Le graphisme se différencie en deux fonctions essentielles :

  • Le dessin qui est en rapport avec l’image
  • L’écriture qui est en rapport avec le signe

De simple trace motrice, le graphisme devient la trace d’une représentation intellectuelle, imaginaire et prend le sens de communication.

Ecrire est un geste complexe qui demande beaucoup de mémoire verbale, visuelle et associative et une maîtrise de la motricité fine de la main.

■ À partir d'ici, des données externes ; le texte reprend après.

PR #6758, opened 2026-08-14
Fail the secret scanning job when the scan errors out

albertvillanova:
Stacked on top of #6757.

This PR makes the secret scanning job fail when the scan itself errors out, instead of reporting success.

### Motivation

The scanner exits 0 when it cannot scan. If it fails to resolve the commit range it was handed, it logs an error, reports `"chunks": 0, "bytes": 0`, and the job goes green:

```
error  trufflehog  encountered errors during scan  {"errors": ["error chunking dir ...: unable to resolve ref: no base refs succeeded for base: \"main\""]}
info-0 trufflehog  finished scanning  {"chunks": 0, "bytes": 0, "verified_secrets": 0, "unverified_secrets": 0}
```

That is not hypothetical. The same workflow in `huggingface/transformers` has been in exactly this state since huggingface/transformers#47945, where every pull request branch and every merge queue push scans zero bytes and passes:

| run | branch | chunks |
| --- | --- | --- |
| 31792591798 | `fix_qwen2_5_vl_batch_wo_image` | 0 |
| 31793095807 | `serge/fix/itf-...` | 0 |
| 31795946540 | `gh-readonly-queue/main/pr-47960-...` | 0 |

A secret scan that covers nothing is worse than one that fails, because a green check invites nobody to look.

### Solution

Pass `--fail-on-scan-errors`, so the job fails closed on scan errors. Verified against the pinned scanner image:

| scenario | current | with the flag |
| --- | --- | --- |
| unresolvable commit range, 0 chunks scanned | exit 0 | exit 1 |
| verification error on a found secret | exit 183 | exit 183 |

The flag covers source and chunking errors only, so results whose verification errored are still reported through `--results=verified,unknown` exactly as before.

### Changes

- Add `--fail-on-scan-errors` to the scanner arguments, with a comment recording why

---

> [!NOTE]
> **Low Risk**
> Single workflow flag change that tightens CI behavior; verification-error handling via `--results=verified,unknown` is unchanged.
> 
> **Overview**
> The TruffleHog workflow now passes **`--fail-on-scan-errors`** in `extra_args`, so the job fails when the scanner hits source/chunking errors (e.g. unresolvable refs) instead of exiting 0 with zero bytes scanned.
> 
> A short comment documents that behavior so a “green” check cannot mask a broken scan.
> 
[...]

PR #6756, opened 2026-08-14
Declare the test report dependencies in the test extra

albertvillanova:
Stacked on top of #6754.

This PR declares `pytest-reportlog` and `tabulate` in the `test` extra, instead of installing them from the slow tests workflow.

### Motivation

Both jobs of the slow tests workflow install these two dependencies with their own `uv pip install` commands, while every other test dependency is declared in the `test` extra. As a consequence, they are missing from a local `.[dev]` install, so running `make slow_tests` with the report log flag locally fails on an unrecognized option, and the workflow has to know which dependencies the report needs.

### Changes

- Declare `pytest-reportlog` and `tabulate` in the `test` and `dev` extras
- Stop installing them from the slow tests jobs

---

> [!NOTE]
> **Low Risk**
> Packaging and CI-only dependency wiring with no runtime or security impact.
> 
> **Overview**
> Moves **`pytest-reportlog`** and **`tabulate`** from ad-hoc `uv pip install` steps in the slow-tests workflow into the **`test`** and **`dev`** optional dependencies in `pyproject.toml`.
> 
> Both single- and multi-GPU slow test jobs now rely on `uv pip install ".[dev]"` alone for report generation (`scripts/log_reports.py`), so local `make slow_tests` with report logging matches CI without extra packages.
> 
> <sup>Reviewed by [Cursor Bugbot](https://cursor.com/bugbot) for commit 2deee62ce6e2afb247e2175b4098d0519662402f. Bugbot is set up for automated code reviews on this repo. Configure [here](https://www.cursor.com/dashboard/bugbot).</sup>

PR #6759, opened 2026-08-14
Scan the pushed commits in the secret scanning workflow

albertvillanova:
Stacked on top of #6758.

This PR makes the secret scanning workflow scan the commits under review instead of the whole repository history, and adds a weekly full-history sweep.

### Motivation

The `Secret Leaks` job fails intermittently on new branches, most recently on #6756: https://github.com/huggingface/trl/actions/runs/31793772381/job/94746235557

The action derives its base from `github.event.before`, which is all zeros on the push that creates a branch. Without a base commit the scanner walks every commit ever made, 33.5k chunks and 22.5 MB, instead of the pushed changes.

That history holds exactly one detectable secret: the public hub-ci dummy token added to `tests/testing_constants.py` in 6e80e09 (January 2023) and removed from the working tree in #1852. It is the `__DUMMY_TRANSFORMERS_USER__` token shared across HF test suites, valid on hub-ci.huggingface.co and rejected with 401 by huggingface.co, which is the endpoint the detector verifies against. No credential needs rotating.

Every new branch push therefore re-verifies that one token, and the job's outcome depends on what huggingface.co answers:

| run | verification | outcome |
| --- | --- | --- |
| 31792044718 | 66 ms | 401, unverified, filtered out |
| 31792208869 | 102 ms | 401, unverified, filtered out |
| 31793772381 | 2000 ms | no answer, so `unknown`, reported, exit 183 |

The detector treats anything that is neither 2xx nor 401 as a verification error, and a verification error lands in the `unknown` bucket that `--results=verified,unknown` reports. One slow or blocked request to huggingface.co is thus enough to fail the job, on a finding that lives in immutable history and cannot be acted on. Reproduced locally with the pinned scanner image and networking disabled: same warning on `tests/testing_constants.py`, same exit 183.

### Solution

Scan the commits under review. On `pull_request` the action passes `base.sha..head.sha`, and on a push to main it passes `before..after`, so the scan covers the new commits and never re-reads history.

Both of those paths pass commit shas, which is why no explicit `base` input is set here. `huggingface/transformers` does set one, falling back to the default branch name on new branches, and a ref name does not resolve in the clone the scanner makes: those runs report `unable to resolve ref: no base refs succeeded for base: "main"`, scan zero bytes, and pass green (huggingface/transformers#47945).

Narrowing the trigger gives up one case, commits pushed to a branch with no pull request open. History stays in scope through the weekly sweep, which runs with no base commit and therefore scans everything, including with detectors added after a commit landed. That sweep is expected to trip over the same hub-ci token from time to time, without blocking anyone.

Detection is otherwise unchanged: same detectors, same `--results=verified,unknown`, same digest pin from #6677 and lob exclusion from #6674.

### Changes

- Trigger the workflow on `pull_request` and on pushes to main, so the scan covers the pushed commits
- Add a weekly scheduled run covering the full history
- Record why an explicit base, if ever set, must be a sha and not a ref name

---

> [!NOTE]
> **Low Risk**
> CI workflow trigger and documentation only; no application code or secret-handling logic changes.
> 
> **Overview**
> **Secret Leaks** no longer runs on every branch `push`. It now runs on **`pull_request`**, on **`push` to `main` only**, and on a **weekly schedule** (Mondays 03:00 UTC) for a full-repo history pass.
> 
> Comments document that PR and main-push runs let TruffleHog derive a base commit so only new commits are scanned (avoiding full-history scans on new branches), and that any future explicit `base` must be a **SHA**, not a ref name.
> 
> Scanner steps, image pin, and `extra_args` are unchanged.
> 
> <sup>Reviewed by [Cursor Bugbot](https://cursor.com/bugbot) for commit 682a6b8aa23e36fbb814c56cf5a2f27b8fa195ca. Bugbot is set up for automated code reviews on this repo. Configure [here](https://www.cursor.com/dashboard/bugbot).</sup>


albertvillanova:
Reported the transformers side of this upstream: 
- huggingface/transformers#47973

Their workflow sets an explicit `base` that falls back to the default branch name on new branches, which does not resolve in the clone the scanner makes, so those runs scan zero bytes and still pass. That is the trap this PR avoids by letting the action derive base and head as commit shas.

albertvillanova:
For provenance: the diff-scanning approach here comes from the equivalent change in transformers, huggingface/transformers#47945 ([workflow at 0cdd8a1](https://github.com/huggingface/transformers/blob/0cdd8a1908949037cf7718769ffc03dbdf9d9fd6/.github/workflows/trufflehog.yml)). This PR keeps their intent, scanning the pushed commits rather than the whole history, and differs only in how the range is expressed: the action derives base and head as commit shas from the event, instead of an explicit `base` input that falls back to a ref name.

The run that started the investigation: https://github.com/huggingface/trl/actions/runs/31793772381/job/94746235557?pr=6756

qgallouedec (approved):
Thanks, that looks good, but to be honest, it's a little outside my area of expertise. Feel free to merge it, or wait for @McPatate's opinion if you think it's necessary.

La coordination œil-main chapeaute l’ensemble.

La dysgraphie résulte de trois déficits combinés :

  • Absence d’automatisme des gestes graphiques
  • Déficience au niveau du codage orthographique
  • Non-maîtrise des doigts pendant l’écriture

Elle a un impact sur:

  • La forme des lettres
  • Leur tracé
  • Leur liaison

Les différentes formes de dysgraphie

On distingue plusieurs formes de dysgraphie :

  • La dysgraphie maladroite se manifeste par une écriture lourde et désordonnée
  • La dysgraphie crispée se manifeste par une écriture raide, anguleuse et tendue
  • La dysgraphie molle se manifeste par une écriture petite et négligée
  • La dysgraphie impulsive se manifeste par une écriture rapide, imprécise et illisible
  • La dysgraphie lente et précise se manifeste par une écriture lente, signe d’une application et d’un effort intense

Le diagnostic

Un test, l’échelle d’évaluation rapide de l’écriture chez l’enfant BHK (https://www.ecpa.fr/psychomotricite-ergotherapie/test.asp?id=1370) a été créée pour déceler précocement les dysgraphies. Il consiste à faire copier un texte aux enfants durant 5 minutes. Les cinq premières phrases sont composées de mots monosyllabiques rencontrés au CP. Puis le texte se complexifie.

L’analyse de l’écriture se fait à partir de 13 items, de la vitesse d’écriture et d’un ensemble de signes cliniques.

Pour établir et confirmer une dysgraphie, le bilan orthophonique est nécessaire, mais n’est pas suffisant.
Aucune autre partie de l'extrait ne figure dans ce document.